-- Data records follows --

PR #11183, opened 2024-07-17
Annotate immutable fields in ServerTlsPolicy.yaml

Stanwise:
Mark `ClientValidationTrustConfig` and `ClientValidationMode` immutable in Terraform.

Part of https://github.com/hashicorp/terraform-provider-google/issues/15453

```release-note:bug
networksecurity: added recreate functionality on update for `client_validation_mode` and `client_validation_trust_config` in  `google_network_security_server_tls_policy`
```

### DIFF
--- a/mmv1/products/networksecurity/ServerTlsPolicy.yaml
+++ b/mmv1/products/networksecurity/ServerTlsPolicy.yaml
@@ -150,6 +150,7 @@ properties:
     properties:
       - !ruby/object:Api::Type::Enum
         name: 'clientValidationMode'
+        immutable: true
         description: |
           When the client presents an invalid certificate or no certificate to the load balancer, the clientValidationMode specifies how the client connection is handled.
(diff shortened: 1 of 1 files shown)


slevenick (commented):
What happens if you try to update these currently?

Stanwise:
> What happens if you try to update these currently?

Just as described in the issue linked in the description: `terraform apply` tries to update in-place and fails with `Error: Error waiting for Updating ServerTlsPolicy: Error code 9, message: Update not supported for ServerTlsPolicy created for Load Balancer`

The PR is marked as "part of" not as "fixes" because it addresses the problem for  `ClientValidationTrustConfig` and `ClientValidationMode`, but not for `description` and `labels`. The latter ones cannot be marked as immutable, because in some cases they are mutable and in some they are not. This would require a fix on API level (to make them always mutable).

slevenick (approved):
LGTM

-- Data records concluded --
-- Data records follows --

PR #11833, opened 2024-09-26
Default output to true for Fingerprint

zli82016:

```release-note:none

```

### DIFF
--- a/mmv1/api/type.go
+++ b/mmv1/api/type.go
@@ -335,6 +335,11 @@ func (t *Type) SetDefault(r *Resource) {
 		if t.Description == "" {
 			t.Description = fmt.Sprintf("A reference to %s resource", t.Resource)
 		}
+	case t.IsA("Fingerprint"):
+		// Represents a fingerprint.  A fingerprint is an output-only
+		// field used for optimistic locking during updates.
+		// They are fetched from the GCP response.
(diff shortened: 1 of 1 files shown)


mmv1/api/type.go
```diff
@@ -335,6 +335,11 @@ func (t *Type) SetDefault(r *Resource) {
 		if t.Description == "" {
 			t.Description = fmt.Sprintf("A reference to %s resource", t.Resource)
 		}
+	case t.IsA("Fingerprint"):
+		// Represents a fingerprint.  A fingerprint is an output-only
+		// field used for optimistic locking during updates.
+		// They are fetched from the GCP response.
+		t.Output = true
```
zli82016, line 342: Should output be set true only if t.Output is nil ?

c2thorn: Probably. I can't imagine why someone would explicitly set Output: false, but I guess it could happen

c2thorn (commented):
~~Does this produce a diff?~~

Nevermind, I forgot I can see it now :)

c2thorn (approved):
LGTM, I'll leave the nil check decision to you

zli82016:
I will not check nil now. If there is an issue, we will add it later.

-- Data records concluded --

▶ _Your instructions_
Your task is to return each line of the data above that contains the string "true".

▶ _Response for this exercise_
+        immutable: true
Default output to true for Fingerprint
+		t.Output = true
zli82016, line 342: Should output be set true only if t.Output is nil ?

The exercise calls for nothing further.